Two particles of mass $m$ and $M$ undergo uniform circular motion about each other at a separation $R$ under the influence of an attractive force $F$. The angular velocity is $\omega$ radians per second. Show that

$$R = \frac{F}{\omega^2} \left( \frac{1}{m} + \frac{1}{M} \right).$$

I don't understand what is meant by undergo circular motion about each other.

Hi Fantini,

For instance 2 bodies attracted by gravity do that.
In that case they both make a circular movement around the common center of gravity.
 
  • #3
Thank you, ILS. This confirms my initial sketch of the situation was correct. A colleague managed to solve it during a brainstorm today. Here's the solution.

For each body we can equate the resultant force to mass times the acceleration it feels, therefore we have the set of equations

$$F = \frac{m \omega^2 R}{2}, \text{ and } F = \frac{M \omega^2 R}{2}.$$

Isolating $R$ in both gives

$$R = \frac{2F}{m \omega^2} \text{ and } R = \frac{2F}{M \omega^2}.$$

Adding them results in

$$2R = \frac{2F}{\omega^2} \left( \frac{1}{m} + \frac{1}{M} \right)$$

and we have

$$R = \frac{F}{\omega^2} \left( \frac{1}{m} + \frac{1}{M} \right).$$
 
  • #4
Fantini said:
Thank you, ILS. This confirms my initial sketch of the situation was correct. A colleague managed to solve it during a brainstorm today. Here's the solution.

For each body we can equate the resultant force to mass times the acceleration it feels, therefore we have the set of equations

$$F = \frac{m \omega^2 R}{2}, \text{ and } F = \frac{M \omega^2 R}{2}.$$

I believe... that is not correct.
It seems your colleague is assuming that the common point of rotation is halfway the 2 masses, but as I see it, there is nothing that suggests that.
It appears to be accidental that the right answer came out.

As I see it, mass $m$ has a distance of $r_1$ to the common point of rotation.
And mass $M$ has a distance of $r_2$ to the common point of rotation.

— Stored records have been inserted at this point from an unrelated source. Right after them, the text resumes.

PR #9792, opened 2025-09-08
Respect plugin's `Domain Path` when looking for translations for scripts

USERSATOSHI:
## Summary
- `load_script_textdomain()` did not consult a textdomain's registered `DomainPath` (the custom path set by `load_plugin_textdomain()` / the plugin header). As a result, JS translations required an explicit `$path` to `wp_set_script_translations()` while PHP translations using `__()` honored `DomainPath`.

## Changes
- `load_script_textdomain()` now checks the registry path (if present) and tries loading translations from that path (human-readable filename first, then md5-hashed filename) before falling back to `WP_LANG_DIR` lookups.
- Added unit tests for both plugin domain path check
Trac ticket: https://core.trac.wordpress.org/ticket/63944

---

### DIFF
--- a/src/wp-includes/l10n.php
+++ b/src/wp-includes/l10n.php
@@ -1267,7 +1267,13 @@ function load_script_textdomain( $handle, $domain = 'default', $path = '' ) {
 	// Check if a custom path was registered for the domain.
 	$reg_path = $wp_textdomain_registry->get( $domain, $locale );
 	if ( $reg_path ) {
-		$reg_path     = untrailingslashit( $reg_path );
+		$reg_path = untrailingslashit( $reg_path );
+
+		$translations = load_script_translations( $reg_path . '/' . $handle_filename, $handle, $domain );
+		if ( $translations ) {
+			return $translations;
+		}
+
 		$translations = load_script_translations( $reg_path . '/' . $md5_filename, $handle, $domain );
 		if ( $translations ) {
 			return $translations;
--- a/src/wp-includes/l10n.php
+++ b/src/wp-includes/l10n.php
@@ -1134,6 +1134,8 @@ function load_child_theme_textdomain( $domain, $path = false ) {
  *
  * @see WP_Scripts::set_translations()
  *
+ * @global WP_Textdomain_Registry $wp_textdomain_registry WordPress Textdomain Registry.
+ *
  * @param string $handle Name of the script to register a translation domain to.
  * @param string $domain Optional. Text domain. Default 'default'.
  * @param string $path   Optional. The full file path to the directory containing translation files.
--- a/src/wp-includes/l10n.php
+++ b/src/wp-includes/l10n.php
@@ -1152,16 +1152,17 @@ function load_script_textdomain( $handle, $domain = 'default', $path = '' ) {
 		return false;
 	}
 
-	$path   = untrailingslashit( $path );
 	$locale = determine_locale();
-
-	// If a path was given and the handle file exists simply return it.
-	$file_base       = 'default' === $domain ? $locale : $domain . '-' . $locale;
-	$handle_filename = $file_base . '-' . $handle . '.json';
 
 	if ( ! $path ) {
 		$path = $wp_textdomain_registry->get( $domain, $locale );
 	}
+
+	$path = untrailingslashit( $path );
+
+	// If a path was given and the handle file exists simply return it.
+	$file_base       = 'default' === $domain ? $locale : $domain . '-' . $locale;
+	$handle_filename = $file_base . '-' . $handle . '.json';
 
 	if ( $path ) {
 		$translations = load_script_translations( $path . '/' . $handle_filename, $handle, $domain );
--- a/src/wp-includes/l10n.php
+++ b/src/wp-includes/l10n.php
@@ -1157,6 +1157,10 @@ function load_script_textdomain( $handle, $domain = 'default', $path = '' ) {
 	$file_base       = 'default' === $domain ? $locale : $domain . '-' . $locale;
 	$handle_filename = $file_base . '-' . $handle . '.json';
 
+	if ( ! $path ) {
+		$path = $wp_textdomain_registry->get( $domain, $locale );
+	}
+
 	if ( $path ) {
 		$translations = load_script_translations( $path . '/' . $handle_filename, $handle, $domain );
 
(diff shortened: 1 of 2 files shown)


src/wp-includes/l10n.php
```diff
@@ -1261,6 +1264,22 @@ function load_script_textdomain( $handle, $domain = 'default', $path = '' ) {
 		}
 	}
 
+	// Check if a custom path was registered for the domain.
+	$reg_path = $wp_textdomain_registry->get( $domain, $locale );
+	if ( $reg_path ) {
+		$reg_path = untrailingslashit( $reg_path );
```
swissspidy: All values returned by `WP_Textdomain_Registry` should already have their trailing slashes removed, so this shouldn't be necessary.

src/wp-includes/l10n.php
```diff
@@ -1261,6 +1264,22 @@ function load_script_textdomain( $handle, $domain = 'default', $path = '' ) {
...
+
+		$translations = load_script_translations( $reg_path . '/' . $handle_filename, $handle, $domain );
+		if ( $translations ) {
+			return $translations;
+		}
```
swissspidy: Hmm this doesn't seem to make sense. Above and below we only check for `$md5_filename`. So this addition here adds some new behavior. Let's remove it.

src/wp-includes/l10n.php
```diff
@@ -1261,6 +1264,22 @@ function load_script_textdomain( $handle, $domain = 'default', $path = '' ) {
 		}
 	}
 
+	// Check if a custom path was registered for the domain.
+	$reg_path = $wp_textdomain_registry->get( $domain, $locale );
+	if ( $reg_path ) {
```
swissspidy: I think we can simplify this a lot and above simply do this:

```diff
+if ( ! $path ) {
+	$path = $wp_textdomain_registry->get( $domain, $locale );
+}
+
if ( $path ) {
	$translations = load_script_translations( $path . '/' . $md5_filename, $handle, $domain );

	if ( $translations ) {
		return $translations;
	}
}
```

src/wp-includes/l10n.php
USERSATOSHI: this was added because on Line 1161 it also does this but when $path is defined, I just made it here so both of them stays at same place.

src/wp-includes/l10n.php
USERSATOSHI: Oh yeah, I will do this then.

src/wp-includes/l10n.php
```diff
@@ -1141,6 +1141,9 @@ function load_child_theme_textdomain( $domain, $path = false ) {
  *                      false if the script textdomain could not be loaded.
  */
 function load_script_textdomain( $handle, $domain = 'default', $path = '' ) {
+	/** @var WP_Textdomain_Registry $wp_textdomain_registry */
+	global $wp_textdomain_registry;
```
shail-mehta, line 1147: could we add `global` documentation here for `$wp_textdomain_registry`?

USERSATOSHI: oh, got it, I will add the global documentation.

src/wp-includes/l10n.php
```diff
@@ -1154,6 +1159,10 @@ function load_script_textdomain( $handle, $domain = 'default', $path = '' ) {
 	$file_base       = 'default' === $domain ? $locale : $domain . '-' . $locale;
 	$handle_filename = $file_base . '-' . $handle . '.json';
 
+	if ( ! $path ) {
+		$path = $wp_textdomain_registry->get( $domain, $locale );
+	}
```
jsnajdr, line 1159: I'd move this a few lines up, right after the assignments to `$path` and `$locale`. Finish setting up the `$path` variable, and only then move on to assigning `$file_base` and `$handle_filename`. That's a more logical flow IMO.

jsnajdr (approved):
This patch looks good and it solves the issue: I tested it on my local plugin setup where I originally discovered it and the plugin-local translations that were originally missed are now loaded.

Thank you for fixing it so quickly 🚀

src/wp-includes/l10n.php
```diff
@@ -1154,6 +1159,10 @@ function load_script_textdomain( $handle, $domain = 'default', $path = '' ) {
 	$file_base       = 'default' === $domain ? $locale : $domain . '-' . $locale;
 	$handle_filename = $file_base . '-' . $handle . '.json';
 
+	if ( ! $path ) {
+		$path = $wp_textdomain_registry->get( $domain, $locale );
```
swissspidy, line 1158: I was wrong about the slash being omitted. We do need `untrailingslashit` here after all.

USERSATOSHI: got it, I will move this if above the already existing 
```php
$path   = untrailingslashit( $path );
```

jsnajdr: Looking at the code, I see that the trailing slash is always present in a path returned by `wp_textdomain_registry->get`. The `set` method calls `rtrim( $path, '/' ) . '/'` when setting the path. And the `_load_textdomain_just_in_time` function relies on the slash being there, building a file path with:
```php
$mofile = "{$path}{$locale}.mo";
```

src/wp-includes/l10n.php
```diff
@@ -1134,22 +1134,32 @@ function load_child_theme_textdomain( $domain, $path = false ) {
...
 	}
 
-	$path   = untrailingslashit( $path );
 	$locale = determine_locale();
 
+	if ( ! $path ) {
+		$path = $wp_textdomain_registry->get( $domain, $locale );
+	}
+
+	$path = untrailingslashit( $path );
```
jsnajdr, line 1161: After the `untrailingslashit` call has been moved here, there's one edge case that behaves incorrectly:
1. Call `load_script_textdomain` with `$path = '/'`
2. It won't be defaulted to the value from registry, because `'/'` is a truthy value
3. `untrailingslashit` will convert it to an empty string `''`

The result is that the path is effectively empty, but we failed to assign the registry value. I'm not sure how relevant this is in practice.

USERSATOSHI: hmm that is true, but before this, I would assume that this was also an intended behaviour as when $path was also defined this would still strip the trailing slashes.

src/wp-includes/l10n.php
swissspidy: @jsnajdr Not sure I follow...? That's why I asked to add back the `untrailingslashit` here.

src/wp-includes/l10n.php
swissspidy: I don't see an issue with this

src/wp-includes/l10n.php
jsnajdr: Oh nevermind, what I meant that the registry path doesn't need to be "sanitized", like the `$path` argument needs to be, because the registry path always has the slash. There is no uncertainty in the input, but of course `untrailingslashit` is useful even without uncertainty. I don't have any further feedback on this PR 🙂

swissspidy (approved):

I believe that the proper set of equations is:
\begin{cases}
F=m\omega^2 r_1 \\
F=M\omega^2 r_2 \\
R=r_1+r_2
\end{cases}
 
  • #5
I see. So if mass $m$ is closer to the center of rotation than mass $M$ then it should have a smaller speed because it covers less distance, while mass $M$ has greater speed because it covers greater distance.

Either way, they are always at an angle of $\pi$ with each other such that $R$ is constant, correct?
 
Last edited:
  • #6
Fantini said:
I see. So if mass $m$ is closer to the center of rotation than mass $M$ then it should have a smaller speed because it covers less distance, while mass $M$ has greater speed because it covers greater distance.

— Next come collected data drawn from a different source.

PR #9795, opened 2025-09-08
Send email notification when an application password is added

prasadkarmalkar:
This pull request enhances WordPress security by notifying users via email whenever a new application password is added to their account. 
- Sends an email to the user’s registered email address immediately after an application password is created.
- The email includes the name of the application password and site details, and advises the user to review their account if the creation was unexpected.

Trac ticket: https://core.trac.wordpress.org/ticket/63927 

---


johnbillion (changes requested):
Thanks for the PR @prasadkarmalkar!

If you're willing to keep working on this then I have some feedback that I think will greatly improve this implementation. In general, this should look more like the existing `wp_site_admin_email_change_notification()` function. This means:

1. This addition should be encapsulated into a new function that is hooked into the `wp_create_application_password` action, probably in default-filters.php and with the function itself in wp-includes/user.php.
2. A filter such as `send_application_password_created_email` should be added so conditional logic can be performed to decide whether to send the email. See `send_site_admin_email_change_email` as as example.
4. The email contents should use `###FIELD###` placeholders instead of numbered placeholders to make the string easier to translate and more maintainable in the future.
5. The email parameters (to, subject, message, headers) should all pass through a filter. See `site_admin_email_change_email` as an example.

prasadkarmalkar:
Hi @johnbillion, Thanks for the suggestions. I have updated the code as per the requested changes.

johnbillion:
@prasadkarmalkar I adjusted the text of the email so it's closer to [the password reset email text](https://github.com/WordPress/wordpress-develop/blob/f3cc113c59b6ec052f8f9a0b2416f647b068c94b/src/wp-includes/user.php#L2821-L2834). What do you think?

audrasjb (approved):
Both the technical implementation and the email content look good to me.
I compared the email with other emails already sent by WP, I think it's consistent.
👍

Either way, they are always at an angle of $pi$ with each other such that $R$ is constant, correct?

Exactly.

The force $F$ is the centripetal force that dictates the relation between the $\omega$'s and the respective radiuses.
The separation $R$ can only be constant if the $\omega$'s are the same, meaning the angle is a constant $\pi$.
 

FAQ: Particles rotating about each other with uniform angular speed

What is uniform angular speed?

Uniform angular speed is the constant rate at which an object rotates about a fixed point, with equal angular displacements in equal intervals of time.

How do particles rotate about each other with uniform angular speed?

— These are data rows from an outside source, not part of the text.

PR #9810, opened 2025-09-09
Onchange escape

joedolson:
This modifies the scripting for the category and archives widget dropdown select to prevent `esc` from submitting the form. 

Because the key event is not part of the `e` object for a change event, this requires adding three separate event listeners: a listener in keydown to notice the esc key and record it in an attribute on the element; a listener on click to remove the attribute if the user later uses a mouse to activate the form; and modifications to the existing onchange listener to handle navigation.

The onchange event now appears to require a short delay before execution to ensure that the DOM change is observed.

Trac ticket: https://core.trac.wordpress.org/ticket/63531

---


src/wp-includes/widgets/class-wp-widget-archives.php
```diff
@@ -110,12 +110,28 @@ public function widget( $args, $instance ) {
...
+		}, 250 );
 	}
+	dropdown.addEventListener( 'keyup', function(e) {
+		if ( 'Escape' === e.key ) {
+			dropdown.setAttribute( 'data-lastkey', 'escape' ); 
+		} else {
+			dropdown.removeAttribute( 'data-lastkey' ); 
+		}
+	});
+    dropdown.addEventListener( 'click', function() {
```
mukeshpanchal27:
```suggestion
	});
	dropdown.addEventListener( 'click', function() {
```

src/wp-includes/widgets/class-wp-widget-archives.php
```diff
@@ -110,12 +110,28 @@ public function widget( $args, $instance ) {
...
+		dropdown.removeAttribute( 'data-lastkey' );
+    });
```
mukeshpanchal27:
```suggestion
		dropdown.removeAttribute( 'data-lastkey' );
	});
```

mukeshpanchal27 (commented):
Fix Lint errors

src/wp-includes/widgets/class-wp-widget-archives.php
```diff
@@ -110,12 +110,28 @@ public function widget( $args, $instance ) {
...
-		}
+	var dropdown = document.getElementById( '<?php echo esc_js( $dropdown_id ); ?>' ), lastkey;
+	function onSelectChange(e) {
+		setTimeout(function() {
+			lastKey = dropdown.getAttribute( 'data-lastkey' );
+			if ( 'change' === e.type && 'escape' === lastKey ) {
+				return;
+			}
+			if ( dropdown.options[ dropdown.selectedIndex ].value !== '' ) {
+				document.location.href = this.options[ this.selectedIndex ].value;
```
westonruter:
```suggestion
			if ( dropdown.value ) {
				document.location.href = dropdown.value;
```

src/wp-includes/widgets/class-wp-widget-archives.php
```diff
@@ -110,12 +110,28 @@ public function widget( $args, $instance ) {
...
+		if ( 'Escape' === e.key ) {
+			dropdown.setAttribute( 'data-lastkey', 'escape' ); 
+		} else {
+			dropdown.removeAttribute( 'data-lastkey' ); 
+		}
+	});
+	dropdown.addEventListener( 'click', function() {
+		dropdown.removeAttribute( 'data-lastkey' );
+	});
 	dropdown.onchange = onSelectChange;
```
westonruter:
```suggestion
	dropdown.addEventListener( 'change', onSelectChange );
```

src/wp-includes/widgets/class-wp-widget-categories.php
```diff
@@ -97,12 +97,28 @@ public function widget( $args, $instance ) {
...
-			dropdown.parentNode.submit();
-		}
+	var dropdown = document.getElementById( '<?php echo esc_js( $dropdown_id ); ?>' ), lastkey;
+	function onCatChange(e) {
+		setTimeout(function() {
+			lastKey = dropdown.getAttribute( 'data-lastkey' );
+			if ( 'change' === e.type && 'escape' === lastKey ) {
+				return;
+			}
+			if ( dropdown.options[ dropdown.selectedIndex ].value > 0 ) {
```
westonruter:
```suggestion
			if ( dropdown.value && parseInt( dropdown.value ) > 0 ) {
```

src/wp-includes/widgets/class-wp-widget-categories.php
```diff
@@ -97,12 +97,28 @@ public function widget( $args, $instance ) {
...
+		if ( 'Escape' === e.key ) {
+			dropdown.setAttribute( 'data-lastkey', 'escape' ); 
+		} else {
+			dropdown.removeAttribute( 'data-lastkey' ); 
+		}
+	});
+	dropdown.addEventListener( 'click', function() {
+		dropdown.removeAttribute( 'data-lastkey' );
+	});
 	dropdown.onchange = onCatChange;
```
westonruter:
```suggestion
	dropdown.addEventListener( 'change', onCatChange );
```

src/wp-includes/widgets/class-wp-widget-archives.php
```diff
@@ -110,12 +110,28 @@ public function widget( $args, $instance ) {
 			<?php ob_start(); ?>
 <script>
 (function() {
```
westonruter:
```suggestion
(function( dropdownId ) {
```

src/wp-includes/widgets/class-wp-widget-archives.php
```diff
@@ -110,12 +110,28 @@ public function widget( $args, $instance ) {
...
-	var dropdown = document.getElementById( "<?php echo esc_js( $dropdown_id ); ?>" );
-	function onSelectChange() {
-		if ( dropdown.options[ dropdown.selectedIndex ].value !== '' ) {
-			document.location.href = this.options[ this.selectedIndex ].value;
-		}
+	var dropdown = document.getElementById( '<?php echo esc_js( $dropdown_id ); ?>' ), lastkey;
```
westonruter:
```suggestion
	var dropdown = document.getElementById( dropdownId ), lastkey;
```

src/wp-includes/widgets/class-wp-widget-archives.php
```diff
@@ -110,12 +110,28 @@ public function widget( $args, $instance ) {
...
+			dropdown.setAttribute( 'data-lastkey', 'escape' ); 
+		} else {
+			dropdown.removeAttribute( 'data-lastkey' ); 
+		}
+	});
+	dropdown.addEventListener( 'click', function() {
+		dropdown.removeAttribute( 'data-lastkey' );
+	});
 	dropdown.onchange = onSelectChange;
 })();
```
westonruter:
```suggestion
})( <?php echo wp_json_encode( $dropdown_id, JSON_HEX_TAG | JSON_UNESCAPED_SLASHES ); ?> );
```

westonruter (changes requested):
I recently made several improvements to similar code in the Categories block's dropdown code: https://github.com/WordPress/gutenberg/pull/72118

I think the same changes can largely be applied here, for exmaple:

> * Data from PHP is exported to JS via `json_encode()` with the proper flags per Core-63851.
> * `addEventListener()` is used instead of assigning a function to the dropdown's `onchange` attribute.
> * The [`HTMLSelectElement.value` property](https://developer.mozilla.org/en-US/docs/Web/API/HTMLSelectElement/value) is used instead of `HTMLSelectElement.selectedIndex` plus `HTMLSelectElement.options`. Note that if `selectedIndex` was set to `-1` then `value` is an empty string, so the condition now checks for the value being non-falsy and not "-1" (the value of the first option). This property is in [Baseline, Widely available since 2015](https://developer.mozilla.org/en-US/docs/Web/API/HTMLSelectElement/value#browser_compatibility).

src/wp-includes/widgets/class-wp-widget-archives.php
```diff
@@ -109,15 +109,31 @@ public function widget( $args, $instance ) {
...
 			<?php ob_start(); ?>
 <script>
-(function() {
-	var dropdown = document.getElementById( "<?php echo esc_js( $dropdown_id ); ?>" );
-	function onSelectChange() {
-		if ( dropdown.options[ dropdown.selectedIndex ].value !== '' ) {
-			document.location.href = this.options[ this.selectedIndex ].value;
-		}
+(function( dropdownId ) {
+	var dropdown = document.getElementById( dropdownId ), lastkey;
```
westonruter:
```suggestion
	const dropdown = document.getElementById( dropdownId );
```

src/wp-includes/widgets/class-wp-widget-archives.php
```diff
@@ -109,15 +109,31 @@ public function widget( $args, $instance ) {
...
+	function onSelectChange(e) {
+		setTimeout(function() {
+			lastKey = dropdown.getAttribute( 'data-lastkey' );
```
westonruter: Note: The `lastkey` defined in the parent scope has a different case, so this `lastKey` would be set on `window`.

```suggestion
			const lastKey = dropdown.getAttribute( 'data-lastkey' );
```

src/wp-includes/widgets/class-wp-widget-archives.php
```diff
@@ -109,15 +109,31 @@ public function widget( $args, $instance ) {
...
 <script>
-(function() {
-	var dropdown = document.getElementById( "<?php echo esc_js( $dropdown_id ); ?>" );
-	function onSelectChange() {
-		if ( dropdown.options[ dropdown.selectedIndex ].value !== '' ) {
-			document.location.href = this.options[ this.selectedIndex ].value;
-		}
+(function( dropdownId ) {
+	var dropdown = document.getElementById( dropdownId ), lastkey;
+	function onSelectChange(e) {
```
westonruter: Let's change `e` to `event` to avoid abbreviating variables.

src/wp-includes/widgets/class-wp-widget-archives.php
```diff
@@ -109,15 +109,31 @@ public function widget( $args, $instance ) {
...
+		setTimeout(function() {
+			lastKey = dropdown.getAttribute( 'data-lastkey' );
+			if ( 'change' === e.type && 'escape' === lastKey ) {
+				return;
+			}
```
westonruter, line 118: Do we even need to assign a variable? We can just use the dataset:

```suggestion
			if ( 'change' === e.type && 'escape' === dropdown.dataset.lastkey ) {
				return;
			}
```

src/wp-includes/widgets/class-wp-widget-archives.php
```diff
@@ -109,15 +109,31 @@ public function widget( $args, $instance ) {
...
+			if ( dropdown.value ) {
+				document.location.href = dropdown.value;
+			}
+		}, 250 );
 	}
-	dropdown.onchange = onSelectChange;
-})();
+	dropdown.addEventListener( 'keyup', function(e) {
+		if ( 'Escape' === e.key ) {
+			dropdown.setAttribute( 'data-lastkey', 'escape' );
```
westonruter:
```suggestion
			dropdown.dataset.lastkey = 'escape';
```

src/wp-includes/widgets/class-wp-widget-archives.php
```diff
@@ -109,15 +109,31 @@ public function widget( $args, $instance ) {
...
+			}
+		}, 250 );
 	}
-	dropdown.onchange = onSelectChange;
-})();
+	dropdown.addEventListener( 'keyup', function(e) {
+		if ( 'Escape' === e.key ) {
+			dropdown.setAttribute( 'data-lastkey', 'escape' ); 
+		} else {
+			dropdown.removeAttribute( 'data-lastkey' );
```
westonruter:
```suggestion
			delete dropdown.dataset.lastkey;
```

src/wp-includes/widgets/class-wp-widget-archives.php
```diff
@@ -109,15 +109,31 @@ public function widget( $args, $instance ) {
...
-})();
+	dropdown.addEventListener( 'keyup', function(e) {
+		if ( 'Escape' === e.key ) {
+			dropdown.setAttribute( 'data-lastkey', 'escape' ); 
+		} else {
+			dropdown.removeAttribute( 'data-lastkey' ); 
+		}
+	});
+	dropdown.addEventListener( 'click', function() {
+		dropdown.removeAttribute( 'data-lastkey' );
```
westonruter:
```suggestion
		delete dropdown.dataset.lastkey;
```

src/wp-includes/widgets/class-wp-widget-archives.php
```diff
@@ -109,15 +109,31 @@ public function widget( $args, $instance ) {
 
 			<?php ob_start(); ?>
 <script>
-(function() {
-	var dropdown = document.getElementById( "<?php echo esc_js( $dropdown_id ); ?>" );
-	function onSelectChange() {
-		if ( dropdown.options[ dropdown.selectedIndex ].value !== '' ) {
-			document.location.href = this.options[ this.selectedIndex ].value;
-		}
+(function( dropdownId ) {
```
westonruter: Might as well use an arrow function:

```suggestion
(( dropdownId ) => {
```

src/wp-includes/widgets/class-wp-widget-categories.php
```diff
@@ -97,13 +97,29 @@ public function widget( $args, $instance ) {
 
 <script>
 (function() {
-	var dropdown = document.getElementById( "<?php echo esc_js( $dropdown_id ); ?>" );
-	function onCatChange() {
-		if ( dropdown.options[ dropdown.selectedIndex ].value > 0 ) {
-			dropdown.parentNode.submit();
-		}
+	var dropdown = document.getElementById( '<?php echo esc_js( $dropdown_id ); ?>' ), lastkey;
```
westonruter:
```suggestion
(( dropdownId ) => {
	const dropdown = document.getElementById( dropdownId );
```

src/wp-includes/widgets/class-wp-widget-categories.php
```diff
@@ -97,13 +97,29 @@ public function widget( $args, $instance ) {
...
+	function onCatChange(e) {
```
westonruter: See note above about not abbreviating the `e` variable name.

src/wp-includes/widgets/class-wp-widget-categories.php
```diff
@@ -97,13 +97,29 @@ public function widget( $args, $instance ) {
...
+		setTimeout(function() {
+			lastKey = dropdown.getAttribute( 'data-lastkey' );
+			if ( 'change' === e.type && 'escape' === lastKey ) {
```
westonruter:
```suggestion
			if ( 'change' === e.type && 'escape' === dropdown.dataset.lastkey ) {
```

src/wp-includes/widgets/class-wp-widget-categories.php
```diff
@@ -97,13 +97,29 @@ public function widget( $args, $instance ) {
...
+			}
+			if ( dropdown.value && parseInt( dropdown.value ) > 0 ) {
+				dropdown.parentNode.submit();
+			}
+		}, 250 );
 	}
-	dropdown.onchange = onCatChange;
+	dropdown.addEventListener( 'keyup', function(e) {
+		if ( 'Escape' === e.key ) {
+			dropdown.setAttribute( 'data-lastkey', 'escape' );
```
westonruter:
```suggestion
			dropdown.dataset.lastkey = 'escape';
```

src/wp-includes/widgets/class-wp-widget-categories.php
```diff
@@ -97,13 +97,29 @@ public function widget( $args, $instance ) {
...
+				dropdown.parentNode.submit();
+			}
+		}, 250 );
 	}
-	dropdown.onchange = onCatChange;
+	dropdown.addEventListener( 'keyup', function(e) {
+		if ( 'Escape' === e.key ) {
+			dropdown.setAttribute( 'data-lastkey', 'escape' ); 
+		} else {
+			dropdown.removeAttribute( 'data-lastkey' );
```
westonruter:
```suggestion
			delete dropdown.dataset.lastkey;
```

src/wp-includes/widgets/class-wp-widget-categories.php
```diff
@@ -97,13 +97,29 @@ public function widget( $args, $instance ) {
...
-	dropdown.onchange = onCatChange;
+	dropdown.addEventListener( 'keyup', function(e) {
+		if ( 'Escape' === e.key ) {
+			dropdown.setAttribute( 'data-lastkey', 'escape' ); 
+		} else {
+			dropdown.removeAttribute( 'data-lastkey' ); 
+		}
+	});
+	dropdown.addEventListener( 'click', function() {
+		dropdown.removeAttribute( 'data-lastkey' );
```
westonruter:
```suggestion
		delete dropdown.dataset.lastkey;
```

src/wp-includes/widgets/class-wp-widget-categories.php
```diff
@@ -97,13 +97,29 @@ public function widget( $args, $instance ) {
...
+	});
+	dropdown.addEventListener( 'change', onCatChange );
 })();
```
westonruter:
```suggestion
})( <?php echo wp_json_encode( $dropdown_id, JSON_HEX_TAG | JSON_UNESCAPED_SLASHES ); ?> );
```

westonruter (changes requested):

joedolson:
@westonruter Thanks for the reviews! I hadn't considered making significant code style changes here; but the dataset property is new to me, so that seems like a super useful tool.

src/wp-includes/widgets/class-wp-widget-archives.php
```diff
@@ -109,15 +109,31 @@ public function widget( $args, $instance ) {
...
-	var dropdown = document.getElementById( "<?php echo esc_js( $dropdown_id ); ?>" );
-	function onSelectChange() {
-		if ( dropdown.options[ dropdown.selectedIndex ].value !== '' ) {
-			document.location.href = this.options[ this.selectedIndex ].value;
-		}
+(( dropdownId ) => {
+	const dropdown = document.getElementById( dropdownId );
+	function onSelectChange(event) {
+		setTimeout( function() {
+			const lastKey = dropdown.getAttribute( 'data-lastkey' );
```
westonruter: This is now unused.

```suggestion
```

src/wp-includes/widgets/class-wp-widget-archives.php
```diff
@@ -109,15 +109,31 @@ public function widget( $args, $instance ) {
...
+			if ( 'change' === event.type && 'escape' === dropdown.dataset.lastkey ) {
```
westonruter: Is `'change' === event.type` needed? Won't it always be this event type?


```suggestion
			if ( 'escape' === dropdown.dataset.lastkey ) {
```

src/wp-includes/widgets/class-wp-widget-categories.php
```diff
@@ -96,15 +96,30 @@ public function widget( $args, $instance ) {
...
+				return;
+			}
+			if ( dropdown.value && parseInt( dropdown.value ) > 0 ) {
+				dropdown.parentNode.submit();
+			}
+		}, 250 );
 	}
-	dropdown.onchange = onCatChange;
-})();
+	dropdown.addEventListener( 'keyup', function(e) {
```
westonruter: The `e` here is unused now, as there is an `event` below.

src/wp-includes/widgets/class-wp-widget-archives.php
westonruter: Fixed in b0327b222083220a3fb2b78b169046d4d0c27ede

src/wp-includes/widgets/class-wp-widget-archives.php
westonruter: Fixed in 8fc7feee68ba956900c50a03137d50dd8c13dbb3

src/wp-includes/widgets/class-wp-widget-categories.php
westonruter: Fixed in d20f5678acbdb87af7d25f9281e16c476332a165

westonruter (approved):
I took the liberty of pushing up a couple additional fixes/improvements. Looks good! (Although I did not test the changes.)

src/wp-includes/class-wpdb.php
```diff
@@ -826,7 +826,7 @@ public function __isset( $name ) {
 	 *
 	 * @since 3.5.0
 	 *
-	 * @param string $name  The private member to unset
+	 * @param string $name The private member to unset.
```
joedolson: I assume these changes were accidental, and should be reverted.

westonruter: Sorry about that. Yes. Reverted in e155896ad58351f55185880d7a917fca5ec9e2e2

joedolson:
I did test after the previous round of changes, but I'll test again. 

There is a failing test on Linux; do you have a Linux environment handy to test on? I don't consider it to be blocking, since fixing the Windows behaviors is going to touch a far larger pool of users than Linux, but it would be nice to fix or confirm.

westonruter:
Sorry, I don't have a Linux environment anymore to test on.

joedolson:
Fixed the check whether the widget is a select, which referenced the parent element. With that, I think this is ready.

In order for particles to rotate about each other with uniform angular speed, they must be moving in circular motion at a constant rate, with no change in their angular velocity or distance from each other.

What is the significance of uniform angular speed in particle rotation?

Uniform angular speed is important because it allows for the prediction and calculation of the position and velocity of the particles at any given time, making it easier to analyze and understand their behavior.

How is uniform angular speed measured?

Uniform angular speed is typically measured in radians per second (rad/s) or degrees per second (deg/s), and can be calculated by dividing the change in the angle of rotation by the time taken to make that change.

What factors can affect the uniform angular speed of particles rotating about each other?

The uniform angular speed of particles can be affected by factors such as the mass and size of the particles, the distance between them, and any external forces acting on them, such as friction or gravity.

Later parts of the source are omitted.